The most widespread here is an ELISA laboratory test that detects artificial cyclic citrullinated peptides. This detection of so-called anti-CCP antibodies has led to a significant improvement in laboratory diagnostics of rheumatoid arthritis, including the diagnosis of early stages of the disease. Antibodies to citrullinated peptides may be detected years before the onset of disease. However, it has not yet been possible to show any pathogenetic significance for CCP antibodies. The connection between the anti-CCP antibody titer and the disease activity of rheumatoid arthritis has also not been proven. The CCP antibodies are therefore not suitable as parameters of the course of the disease.

A new type of ELISA test based on the mutated citrullinated vimentin, MCV, offers a good diagnostic sensitivity comparable to the anti-CCP-ELISA with a slightly lower specificity . Initial studies with this test system show the connection between the anti-MCV antibody titer and the disease activity and the severity of rheumatoid arthritis.
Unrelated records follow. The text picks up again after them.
PR #2423, opened 2024-09-01
Fix UBSAN issue

Enchufa2:
Closes #2406. I still think that this is a sanitizer issue, but if we can avoid confusing it, you don't have to argue with CRAN. 

Here `ListOf` (`Tokens`) is a very particular class. But given that `as_list` returns a `List` in the first place, there is no gain in transforming it into a `ListOf`. So keeping everything as a `List` seems to content UBSAN. Using the `rocker/r-devel-ubsan-clang` container, I see:

```bash
$ ASAN_OPTIONS=detect_leaks=0 RDscript -e 'remotes::install_github("Enchufa2/quanteda", ref="test")'
$ RDscript -e 'quanteda::as.tokens(list("test"))'
Tokens consisting of 1 document.
text1 :
[1] "test"
```

PR #2456, opened 2025-05-13
R 4.5 fixes

kbenoit:
Tidies up a few things such as a change in test behaviour related to one straight v curly quote issue, fixes a few URLs, increments the quanteda version, and attempts a fix at the clang-UBSAN issues currently listed on CRAN. @koheiw please review the latter especially.

### DIFF
--- a/DESCRIPTION
+++ b/DESCRIPTION
@@ -1,5 +1,5 @@
 Package: quanteda
-Version: 4.2.1
+Version: 4.3.0
 Title: Quantitative Analysis of Textual Data
 Description: A fast, flexible, and comprehensive framework for 
     quantitative text analysis in R.  Provides functionality for corpus management,
--- a/DESCRIPTION
+++ b/DESCRIPTION
@@ -23,7 +23,7 @@ Authors@R: c(
     )
 License: GPL-3
 Depends:
-    R (>= 3.5.0),
+    R (>= 4.1.0),
     methods
 Imports:
     fastmatch,
--- a/src/tokens_xptr.cpp
+++ b/src/tokens_xptr.cpp
@@ -11,9 +11,9 @@ TokensPtr cpp_xptr() {
 }
 
 // [[Rcpp::export]]
-TokensPtr cpp_as_xptr(const List text_, 
+TokensPtr cpp_as_xptr(const List text_,
                       const CharacterVector types_) {
-    
+
     Texts texts = Rcpp::as<Texts>(text_);
     Types types = Rcpp::as<Types>(types_);
     TokensObj *ptr = new TokensObj(texts, types);
@@ -22,8 +22,8 @@ TokensPtr cpp_as_xptr(const List text_,
 
 // [[Rcpp::export]]
 TokensPtr cpp_copy_xptr(TokensPtr xptr) {
-    TokensObj *ptr_copy = new TokensObj(xptr->texts, 
-                                        xptr->types, 
+    TokensObj *ptr_copy = new TokensObj(xptr->texts,
+                                        xptr->types,
                                         xptr->recompiled,
                                         xptr->padded);
     return TokensPtr(ptr_copy, true);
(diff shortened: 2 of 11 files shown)


kbenoit:
BTW: GitHub now suggesting Copilot as a possible reviewer for PRs!!!

DESCRIPTION
```diff
@@ -23,7 +23,7 @@ Authors@R: c(
     )
 License: GPL-3
 Depends:
-    R (>= 3.5.0),
```
koheiw, line 26: I wonder if it is really necessary to change to R (>= 4.1.0).

src/tokens_xptr.cpp
```diff
@@ -39,16 +39,16 @@ List cpp_get_attributes(TokensPtr xptr) {
 // [[Rcpp::export]]
 List cpp_as_tokens(TokensPtr xptr) {
     xptr->recompile();
-    List texts_ = as_list(xptr->texts);
```
koheiw, line 42: The UBSAN is https://github.com/quanteda/quanteda/pull/2423 again.

`wrap()` is used to convert native C++ objects to Rcpp objects. `as_list()` returns a list, so its redundant. The same for `ecnode()`.

DESCRIPTION
kbenoit: The NOTE at current https://cran.r-project.org/web/checks/check_results_quanteda.html indicates:

```
Result: NOTE 
    Missing dependency on R >= 4.1.0 because package code uses the pipe
    |> or function shorthand \(...) syntax added in R 4.1.0.
    File(s) using such syntax:
      ‘char_select.R’ ‘char_select.Rd’ ‘convert-wrappers.Rd’ ‘convert.Rd’
      ‘corpus-addsummary-metadata.R’ ‘corpus_sample.Rd’ ‘dfm.Rd’
      ‘dfm_select.Rd’ ‘dfm_tfidf.Rd’ ‘dictionary.Rd’ ‘docfreq.Rd’
      ‘docnames.Rd’ ‘index.Rd’ ‘nsentence.Rd’ ‘tokens_compound.Rd’
      ‘tokens_replace.Rd’ ‘tokens_sample.Rd’ ‘tokens_split.Rd’
      ‘topfeatures.Rd’
```
so we would need to change these to the (older) **magrittr* `%` if we want to make it compatible. Even then, I am not sure all of the dependencies would work with that now-ancient R version.

src/tokens_xptr.cpp
kbenoit: This was my attempt to resolve the clang-UBSAN issues flagged at https://www.stats.ox.ac.uk/pub/bdr/memtests/clang-UBSAN/quanteda/tests/testthat.Rout. We need to resolve these before resubmitting, and I thought the wrapper would ensure that the type is strictly defined and thus avoids the UB.

The UBSAN warning:

`reference binding to address … with insufficient space for an object of type ‘Rcpp::Vector<13>’`

seems to points to a problem in the code assigns attributes:

`texts_.attr("types") = encode(xptr->types);`

which assumes that texts_ is a proper R object that supports attributes, and that `Rcpp::Vector<13>` — which corresponds to `Rcpp::CharacterVector` — can be safely assigned via `attr()`.

The issue seems to be that `texts_` is the result of:

`Tokens texts_ = as_list(xptr->texts);`

Here, `Tokens` is likely an alias for a List or List-like class, but if `as_list(...)` does not return a full-fledged R object (i.e., a SEXP that can accept attributes), then assigning attributes to it via `.attr()` can trigger undefined behaviour. So the "redundant" code attempts to guarantee that the object being set via `.attr(...)` on is a List, i.e. a VECSXP. If as_list(...) returns something more minimal (e.g. raw pointers or non-alloc’d objects), it may cause UBSAN to complain.

But @koheiw you're the C++ expert, I'm just drawing on AI assistance and my vague memory of C++!

koheiw: `encode()` should return a `CharacterVector`.

https://github.com/quanteda/quanteda/blob/ef07e43b4f644c331a298370feee3cbe1f560e87/inst/include/lib.h#L179-L187

How about this?

```cpp
String type_ = wrap(types[i]);
```

`as_list()` should return a `List`.

https://github.com/quanteda/quanteda/blob/ef07e43b4f644c331a298370feee3cbe1f560e87/inst/include/lib.h#L196-L204

This might avoid confusing UBSAN.
```
List texts_ = as_list(xptr->texts);
```

kbenoit:
Sure, push that and we’ll try our luck!

Get Outlook for iOS<https://aka.ms/o0ukef>
________________________________

DESCRIPTION
koheiw: I don't think `|>` is a strong case but your are probably right that dependencies do not work on R 3.5.

koheiw (approved):

Issue #2458, opened 2025-05-18
fcm() might be wrong


koheiw:
We saw instances of unexpected results from `fcm()`. Related to #1413. 

``` r
require(quanteda)
#> Loading required package: quanteda
#> Package version: 4.3.0
#> Unicode version: 15.1
#> ICU version: 74.1
#> Parallel computing: 8 of 8 threads used.
#> See https://quanteda.io for tutorials and examples.
toks <- tokens(c("a b", "a b", "b a"))

# should be [b, a] = 1
fcm(toks, ordered = TRUE, tri = TRUE)
#> Feature co-occurrence matrix of: 2 by 2 features.
#>         features
#> features a b
#>        a 0 3
#>        b 3 0

# should be [b, a] = 1
fcm(toks, ordered = TRUE, tri = FALSE)
#> Feature co-occurrence matrix of: 2 by 2 features.
#>         features
#> features a b
#>        a 0 3
#>        b 3 0

# looks fine
fcm(toks, ordered = FALSE, tri = FALSE)
#> Feature co-occurrence matrix of: 2 by 2 features.
#>         features
#> features a b
#>        a 0 3
#>        b 3 0

# looks fine but should be [b, a] = 0 i s misleading.
fcm(toks, ordered = FALSE, tri = TRUE)
#> Feature co-occurrence matrix of: 2 by 2 features.
#>         features
#> features a b
#>        a 0 3
#>        b 0 0
```

<sup>Created on 2025-05-18 with [reprex v2.1.1](https://reprex.tidyverse.org)</sup>

koheiw:
The interaction between arguments `fcm()` difficult to use.

One option is dedicate `fcm.tokens()` to `context = window` and `ordered = TRUE` (therefore `tri = FALSE` always) and `fcm.dfm()` to `context = document` (therefore `ordered = FALSE` and `tri = TRUE` always`.  

Another option is print warnings when `context = window and ordered = TRUE` or  `ordered = TRUE & tri = TRUE)`.

kbenoit:
The first example is correct, although I can see how it would be confusing, because `context = "document"` and the explanation for the `ordered` argument states that 'Only makes sense for context = "window"'.
```r
# should be [b, a] = 1
fcm(toks, ordered = TRUE, tri = TRUE)
#> Feature co-occurrence matrix of: 2 by 2 features.
#>         features
#> features a b
#>        a 0 3
#>        b 3 0
```

[...]

PR #2459, opened 2025-05-18
Fix 2458

koheiw:
For #2458. We can get correct values by not calling `fcm.dfm()` when `context = documents`.

``` r
require(quanteda)
#> Package version: 4.2.1
#> Unicode version: 15.1
#> ICU version: 74.1
toks <- tokens(c("a b", "a b", "b a"))

fcm(toks, ordered = TRUE, tri = TRUE)
#> Warning in fcm.tokens_xptr(as.tokens_xptr(x), ...): cannot return only upper
#> triangle when ordered = TRUE
#> Feature co-occurrence matrix of: 2 by 2 features.
#>         features
#> features a b
#>        a 0 2
#>        b 1 0
fcm(toks, ordered = TRUE, tri = FALSE)
#> Feature co-occurrence matrix of: 2 by 2 features.
#>         features
#> features a b
#>        a 0 2
#>        b 1 0
fcm(toks, ordered = FALSE, tri = FALSE)
#> Feature co-occurrence matrix of: 2 by 2 features.
#>         features
#> features a b
#>        a 0 3
#>        b 3 0
fcm(toks, ordered = FALSE, tri = TRUE)
#> Feature co-occurrence matrix of: 2 by 2 features.
#>         features
#> features a b
#>        a 0 3
#>        b 0 0
```

<sup>Created on 2025-05-18 with [reprex v2.1.1](https://reprex.tidyverse.org)</sup>


R/fcm.R
```diff
@@ -210,41 +210,43 @@ fcm.tokens_xptr <- function(x, context = c("document", "window"),
...
-            if (!is.null(weights)) {
-                weights <- check_double(weights, max_len = Inf)
-                if (length(weights) != window)
-                    stop("The length of weights must be equal to the window size")
-            } else {
-                weights <- 1 / seq_len(window)
-            }
+    }
+    if (context == "document")
+        window <- max(ntoken(x))
```
kbenoit, line 219: See my comment [here](https://github.com/quanteda/quanteda/issues/2458#issuecomment-2893300183). Setting   this to the max length is not the same as context = "document" since it still allows different behaviour when `ordered = TRUE`. The idea is not just one of length, it's one of document cooccurrence that has no concept of order. That's why in my suggestion, we remove context = "document" entirely from tokens, and suggest that users create a dfm if that's what they want.

If we want to provide an option as in this line, we could either provide `-1` to mean `max(ntoken(x))` or we could just suggest that users input this themselves for window or some other effectively equivalently large value.

koheiw: Let's remove `context == "document"`. This might be even more confusing.

PR #2461, opened 2025-05-19
Explicitly set threads to 2 (kwic)

kbenoit:
To fix this NOTE:

Check: examples, Result: NOTE
  Examples with CPU time > 2.5 times elapsed time
        user system elapsed ratio
  kwic 0.624  0.466   0.297  3.67


koheiw:
How about use `donttest{}` instead?

kbenoit:
OK, let's try that. If you approve and merge, I'll resubmit to CRAN today.

koheiw (approved):

koheiw:
@kbenoit thanks🤞

PR #994, opened 2017-06-20
FrontendStatus.py: Turn negative values to 100%

persianpros:
106% is displayed as -6%
Thanks to arn354


littlesat:
When does this occur... Why do we need this???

The anti-MCV antibodies could thus have the advantage over the anti-CCP antibodies of a correlation with the disease activity and could possibly also be suitable for monitoring the progress of therapy in rheumatoid arthritis. However, further results from other independent studies should be awaited for a final assessment.

It was discovered in 1940 by Erik Waaler in Norway and again in 1948 by Harry M. Rose and Charles Ragan in New York.

Individual evidence

  1. Guidelines of the German Society for Rheumatology, Chapter 2.2. Laboratory diagnostics .
  2. E. Feist, K. Egerer, G.-R. Burmester, Z Rheumatol 2007, 66: 212-218: Autoantibody profiles in rheumatoid arthritis. https://link.springer.com/article/10.1007%2Fs00393-007-0159-3 .
  3. Roland PN et al. Antibodies to mutated citrullinated vimentin for diagnosing rheumatoid arthritis in anti-CCP-negative patients and for monitoring infliximab therapy. Arthritis Re Ther. 2008 Dec 10; 10 (6): R142. http://arthritis-research.com/content/10/6/R142 .
  4. ^ Waaler, On the occurrence of a factor in human serum activating the specific agglutination of sheep blood corpuscules, Acta Path. Microbiol. Scand., Vol. 17, 1940, 172-178.
  5. ^ HM Rose, C. Ragan, E. Pearce, MO Lipman: Differential agglutination of normal and sensitized sheep erythrocytes by sera of patients with rheumatoid arthritis, Proc. Soc. Exp. Biolog. Med., Vol. 68, 1949, pp. 1-11.